A report Friday on drugs - it said Afghanistan now produces 93 percent of the world's opium poppy - comes hand in hand with the resurgence of Taliban militants despite U.S. anti-insurgent efforts. Also on the rise: terrorist violence such as roadside bombs, suicide bombings, and attacks on police.

The problems have worsened rather than diminished under the watch of the U.S.-backed government in Kabul and the relatively small number of American forces stationed in the nation while larger numbers are deployed to Iraq.

More than 6,500 people - mostly insurgents - died in violence in 2007, according to an Associated Press count of figures provided by local and international officials. It was the bloodiest year since the U.S.-led toppling of the Taliban in 2001.

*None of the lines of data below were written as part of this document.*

PR #392, opened 2024-08-16
test: refactor test for worker status to use ssm command

YutongLi291:
The existing test to test that worker status is correctly updated uses the deadline API, and not directly interacting with the worker.

We want to make sure that when the worker is STOPPED correctly when the worker service is shut down.

Change the test to shut down the worker using an SSM command to shut down the service.

Also fixed an issue with the default deadline worker configuration not automatically starting the worker service. 
Better testing for the worker service in regards to the worker status presented to users.
Using `DEVELOPMENT.md`

# Linux
source .e2e_linux_infra.sh
hatch run linux-e2e-test

hatch run cross-os-e2e-test

# Windows
source .e2e_windows_infra.sh
hatch run windows-e2e-test

hatch run cross-os-e2e-test
No
No
----

### DIFF
--- a/test/e2e/conftest.py
+++ b/test/e2e/conftest.py
@@ -196,6 +196,7 @@ def worker_config(
             service_model_path=dst_path,
             file_mappings=file_mappings or None,
             windows_job_users=windows_job_users,
+            start_service=True,
         )
 
 
--- a/test/e2e/cross_os/test_worker_status.py
+++ b/test/e2e/cross_os/test_worker_status.py
@@ -3,15 +3,15 @@
 This test module contains tests that verify the Worker agent's behavior by starting/stopping the Worker,
 and making sure that the status of the Worker is that of what we expect.
 """
+import logging
 import os
 import pytest
 from typing import Any, Dict
-from deadline_worker_agent.api_models import (
-    WorkerStatus,
-)
 import backoff
 from deadline_test_fixtures import DeadlineClient, EC2InstanceWorker
 import pytest
+
+LOG = logging.getLogger(__name__)
 
 
 @pytest.mark.parametrize("operating_system", [os.environ["OPERATING_SYSTEM"]], indirect=True)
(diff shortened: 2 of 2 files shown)


test/e2e/conftest.py
```diff
@@ -196,6 +196,7 @@ def worker_config(
             service_model_path=dst_path,
             file_mappings=file_mappings or None,
             windows_job_users=windows_job_users,
+            start_service=True,
```
ddneilson, line 199: The PR description indicates that you only ran the cross-os tests, but this change will impact the os-specific tests as well. Can you please run those and verify that the change does not impact them negatively?

test/e2e/cross_os/test_worker_status.py
```diff
@@ -47,19 +47,19 @@ def is_worker_started() -> bool:
 
         assert is_worker_started()
 
-        deadline_client.update_worker(
-            farmId=deadline_resources.farm.id,
-            fleetId=deadline_resources.fleet.id,
-            workerId=function_worker.worker_id,
-            status=WorkerStatus.STOPPED,
+        function_worker.send_command(
```
ddneilson: There's a helper function for this. You shouldn't need to craft the ssm commands directly.

[Windows](https://github.com/aws-deadline/deadline-cloud-test-fixtures/blob/afbc5fb88f981976d60635cfb84d409eda65ffb8/src/deadline_test_fixtures/deadline/worker.py#L489-L493) & [Linux](https://github.com/aws-deadline/deadline-cloud-test-fixtures/blob/afbc5fb88f981976d60635cfb84d409eda65ffb8/src/deadline_test_fixtures/deadline/worker.py#L691-L695)

Please use those instead. That way the test doesn't need updating if there are ever changes to how we run the worker agent.

ddneilson (changes requested):

test/e2e/cross_os/test_worker_status.py
YutongLi291: Refactored and published the change!

test/e2e/conftest.py
YutongLi291: Just ran them, they passed so it did not impact them

AlexTranAmz (approved):

ddneilson (approved):

PR #393, opened 2024-08-20
chore: add custom attribute to test and cloud formation template

AlexTranAmz:
We want to run e2e test in parallel to save time, especially when spinning up a new worker. 
This however is not easy with current setup and could lead to race condition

Afghanistan risks becoming a failed state because of deteriorating international support and the growing insurgency, warned a recent independent study co-chaired by retired Marine Corps Gen. James Jones and former U.N. Ambassador Thomas Pickering.

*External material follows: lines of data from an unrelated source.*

PR #394, opened 2024-08-21
test: add e2e tests for worker agent cancel action and environment exit

YutongLi291:
Worker agent is the core functionality of processing and interacting with a job, including canceling job actions while they are underway, as well as running job environments.

We should make sure that these components of worker agent are thoroughly tested, to ensure high code quality standards in this package.
Add tests that test these functionalities, including
* Test that environment exit on an environment that has been entered, is always ran, regardless of the result of the job, and whether it's been canceled or failed
* Test that canceled session actions, which have a trap to intercept INT signals, are almost immediately canceled and move to `CANCELED` status
* Test that when syncing job attachment inputs, if the job is canceled, then the job attachment input sync is canceled accordingly

Better test coverage of the worker agent code, to ensure better Worker Agent code quality, especially regarding canceling jobs while they are running, as well as relating to environment exiting properly.
```
source .e2e_linux_infra.sh
hatch run linux-e2e-test
hatch run cross-os-e2e-test


source .e2e_windows_infra.sh
hatch run windows-e2e-test
hatch run cross-os-e2e-test

```

All the tests passed
no
no
----

### DIFF
--- a/test/e2e/cross_os/test_job_submissions.py
+++ b/test/e2e/cross_os/test_job_submissions.py
@@ -4,6 +4,7 @@ This test module contains tests that verify the Worker agent's behavior by submi
 Deadline Cloud service and checking that the result/output of the jobs is as we expect it.
 """
 import hashlib
+from flaky import flaky
 import json
 import pathlib
 from typing import Any, Dict, List, Optional
@@ -211,7 +212,6 @@ class TestJobSubmission:
             farm=deadline_resources.farm,
             queue=deadline_resources.queue_a,
             priority=98,
-            max_retries_per_task=0,
             template={
                 "specificationVersion": "jobtemplate-2023-09",
                 "name": f"jobactioncancel-{expected_canceled_action}",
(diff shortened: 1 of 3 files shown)


AlexTranAmz (dismissed):

test/e2e/cross_os/test_job_submissions.py
```diff
@@ -312,6 +313,498 @@ def is_expected_session_action_canceled(sessions: List[Dict[str, Any]]) -> bool:
...
+                    }
+                )
+            )
+        # Create the input files to make sync inputs take a relatively long time
+        files_path = os.path.join(tmp_path, "files")
+        os.mkdir(files_path)
+        for i in range(2000):
+            file_name: str = os.path.join(files_path, f"input_file_{i+1}.txt")
+            with open(file_name, "w+") as input_file:
+                input_file.write(f"{i}")
```
benl-2023, line 605: >  Flaky as sync input sometimes completes before expected.

Would randomizing and creating a little more data in these input files help with the flakiness of the test?

test/e2e/cross_os/test_job_submissions.py
```diff
@@ -312,6 +313,498 @@ def is_expected_session_action_canceled(sessions: List[Dict[str, Any]]) -> bool:
...
+                ).get("sessionActions")
+                logging.info(f"Session actions: {session_actions}")
+                for session_action in session_actions:
+                    # Session action should be canceled if it's the action we expect to be canceled
+                    if "syncInputJobAttachments" in session_action["definition"]:
+                        if session_action["status"] == "CANCELED":
+                            found_canceled_sync_input_action = True
+                    else:
+                        assert (
+                            session_action["status"] != "CANCELED"
```
benl-2023: Given the comment below, should the assertion here then be:

```
session_action["status"] == "SUCCEEDED" or session_action["status"] == "NEVER_ATTEMPTED" 
```

test/e2e/cross_os/test_job_submissions.py
```diff
@@ -312,6 +313,498 @@ def is_expected_session_action_canceled(sessions: List[Dict[str, Any]]) -> bool:
...
+                jobId=job.id,
+                sessionId=session["sessionId"],
+            ).get("sessionActions")
+            logging.info(f"Session actions: {session_actions}")
+            for session_action in session_actions:
+                definition = session_action["definition"]
+                if "envEnter" in definition:
+                    if successful_environment_name in definition["envEnter"]["environmentId"]:
+                        assert session_action["status"] == "SUCCEEDED"
+                        found_successful_env_enter = True
```
benl-2023: nit, since we're asserting the intersection of all of these values, I think we can set these "found_(un)successful..." variables to the expression.

ie, `found_successful_env_enter = session_action["status"] == "SUCCEEDED"`

test/e2e/cross_os/test_job_submissions.py
YutongLi291: Doesn't seem like it. I've tried a few approaches and none of them seem to help. If I make the input files even bigger, it also times out, likely due to the sheer number. It's also the case that the sync input never uses the already uploaded attachments, if that's what you meant by randomizing.

test/e2e/cross_os/test_job_submissions.py
YutongLi291: I guess the issue here is that I'm not waiting for the job to be completed, which means that other actions could be in some other state, such as RUNNING.

I think it makes sense that I wait for the job to be completed

test/e2e/cross_os/test_job_submissions.py
YutongLi291: Makes sense, will revise

THIRD-PARTY-LICENSES.txt
```diff
@@ -1704,4 +1704,219 @@ ANY DIRECT, INDIRECT, INCIDENTAL, SPECIAL, EXEMPLARY, OR CONSEQUENTIAL DAMAGES
 LOSS OF USE, DATA, OR PROFITS; OR BUSINESS INTERRUPTION) HOWEVER CAUSED AND ON
 ANY THEORY OF LIABILITY, WHETHER IN CONTRACT, STRICT LIABILITY, OR TORT
 (INCLUDING NEGLIGENCE OR OTHERWISE) ARISING IN ANY WAY OUT OF THE USE OF THIS
-SOFTWARE, EVEN IF ADVISED OF THE POSSIBILITY OF SUCH DAMAGE.
\ No newline at end of file
+SOFTWARE, EVEN IF ADVISED OF THE POSSIBILITY OF SUCH DAMAGE.
+
+
+
+** flaky; version 3.8 -- https://pypi.org/project/flaky/
```
ddneilson: The third party license file is only for direct dependencies of the release product. We don't need entries for the packages that are only used in tests.

YutongLi291: Ah, ok

AlexTranAmz (dismissed):

THIRD-PARTY-LICENSES.txt
YutongLi291: Fixed in second revision

AlexTranAmz (dismissed):

benl-2023 (approved):

AlexTranAmz (approved):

Just this week, the top U.S. intelligence official told Congress that President Hamid Karzai's government controls only 30 percent of the country.

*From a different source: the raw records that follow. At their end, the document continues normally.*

PR #397, opened 2024-08-23
fix: allow retries to tests

AlexTranAmz:
Test start to fail after strictly do not allow retries. Need to enable it back to work
Remove `max_retries_per_task` when create job
Tests will now have more retries to pass
`hatch run windows-e2e-test` 
`hatch run linux-e2e-test`
`hatch run cross-os-e2e-test`
No
No

----


YutongLi291 (approved):

AWS-Samuel (approved):

AWS-Samuel:
Nit, we should title test changes with `test: <commit message>` or else they show up in the changelog when we release a new version. Not a big deal so merging anyway to expedite fixing the tests

PR #401, opened 2024-08-26
test: add test for session action failing by TIMEOUT

YutongLi291:
When tasks take more time than the defined timeout in the job template, the worker agent should FAIL the corresponding session action with progressMessage containing a "TIMEOUT" string.
We should add testing to verify this functionality.
Add a test to verify this functionality with session action TIMEOUTs.

Also increase backoff timeout for the job attachment sync test, as sometimes it takes longer than the backoff we defined for the worker to pickup the job.
Better worker agent code quality 
```
# Linux
source .e2e_linux_infra.sh
hatch run linux-e2e-test
hatch run cross-os-e2e-test

# Windows
source .e2e_windows_infra.sh
hatch run windows-e2e-test
hatch run cross-os-e2e-test
```
No
No
----

### DIFF
--- a/test/e2e/cross_os/test_job_submissions.py
+++ b/test/e2e/cross_os/test_job_submissions.py
@@ -32,6 +32,7 @@ LOG = logging.getLogger(__name__)
 @pytest.mark.usefixtures("session_worker")
 @pytest.mark.parametrize("operating_system", [os.environ["OPERATING_SYSTEM"]], indirect=True)
 class TestJobSubmission:
+
     @pytest.mark.parametrize(
         "run_actions,environment_actions, expected_failed_action",
         [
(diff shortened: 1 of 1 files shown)


test/e2e/cross_os/test_job_submissions.py
```diff
@@ -32,6 +32,335 @@
 @pytest.mark.usefixtures("session_worker")
 @pytest.mark.parametrize("operating_system", [os.environ["OPERATING_SYSTEM"]], indirect=True)
 class TestJobSubmission:
+
+    @pytest.mark.parametrize(
+        "append_string_script",
+        [
+            (
+                "#!/usr/bin/env bash\n\n  echo -n $(cat {{Param.DataDir}}/files/test_input_file){{Param.StringToAppend}} > {{Param.DataDir}}/output_file\n"
```
leongdl: Why the different `"` vs `'''` Is it because of the `"` in the windows branch?

test/e2e/cross_os/test_job_submissions.py
```diff
@@ -32,6 +32,335 @@
...
+                    json.dumps(
+                        {
+                            "specificationVersion": "jobtemplate-2023-09",
+                            "name": "AppendStringJob",
+                            "parameterDefinitions": [
+                                {
+                                    "name": "DataDir",
+                                    "type": "PATH",
+                                    "dataFlow": "INOUT",
+                                },
```
leongdl: nit formatting

test/e2e/cross_os/test_job_submissions.py
YutongLi291: Yes, it's mostly because of that. By the way this test (and the one after) was just moved to the beginning of this file for this PR. It's been already merged a few weeks ago.

leongdl (commented):
The PR's name vs content is very different. The PR has many more test cases than the title.

test/e2e/cross_os/test_job_submissions.py
```diff
@@ -845,504 +1174,268 @@ def test_worker_always_runs_env_exit_despite_failure(
...
-            wait_gen=backoff.constant,
-            max_time=60,
-            interval=2,
+    def test_worker_fails_session_action_timeout(
+        self,
+        deadline_resources: DeadlineResources,
+        deadline_client: DeadlineClient,
+    ) -> None:
+        # Test that if a task takes longer than the timeout defined, the session action goes to FAILED status
+        job = Job.submit(
```
ddneilson: [`max_retries_per_task`](https://github.com/aws-deadline/deadline-cloud-test-fixtures/blob/adac342fc6dff6c6174ae39783448b1020cc9a61/src/deadline_test_fixtures/deadline/resources.py#L367C9-L367C29) should also probably be set to 1, rather than the default of 5.

YutongLi291:
> The PR's name vs content is very different. The PR has many more test cases than the title.

As I've put in the description, I've moved around some of the tests.

test/e2e/cross_os/test_job_submissions.py
YutongLi291: I already ran `hatch run fmt`, so not sure the issue?

test/e2e/cross_os/test_job_submissions.py
```diff
@@ -1332,17 +1424,16 @@ def check_percentage(complete_percentage):
...
                         return complete_percentage == 100
 
-            else:
-                return False
+            return False
 
         assert check_percentage(complete_percentage)
 
-        output_path: dict[str, list[str]] = wait_for_job_output(
+        output_path: Dict[str, List[str]] = wait_for_job_output(
```
ddneilson: Why the change to Python 3.7 syntax for the typehints? The agent requires at least Python 3.9, so the previous typehints are just fine.

ddneilson (changes requested):

test/e2e/cross_os/test_job_submissions.py
YutongLi291: Ah, this is just the syntax that I was used to, in the other code, so I wanted to be consistent. I could change it back if needed

AlexTranAmz (approved):

ddneilson (approved):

The resurgent Taliban control some 10 or 11 percent, while local tribes control the rest, National Intelligence Director Michael McConnell said.

That's despite the $140 billion Congress has appropriated for Afghanistan since the Sept. 11 attacks that were the original reason given for U.S. involvement. Al-Qaida leader Osama bin Laden is still at large, thought to have fled through Afghanistan's tribal lands to a hideout across the Pakistan border. The U.S. money has gone for military operations, base security, reconstruction, foreign aid, embassy costs and veterans' health care.

Afghanistan's Defense Ministry has rejected McConnell's discouraging assessment, insisting the government controls the vast majority of the country.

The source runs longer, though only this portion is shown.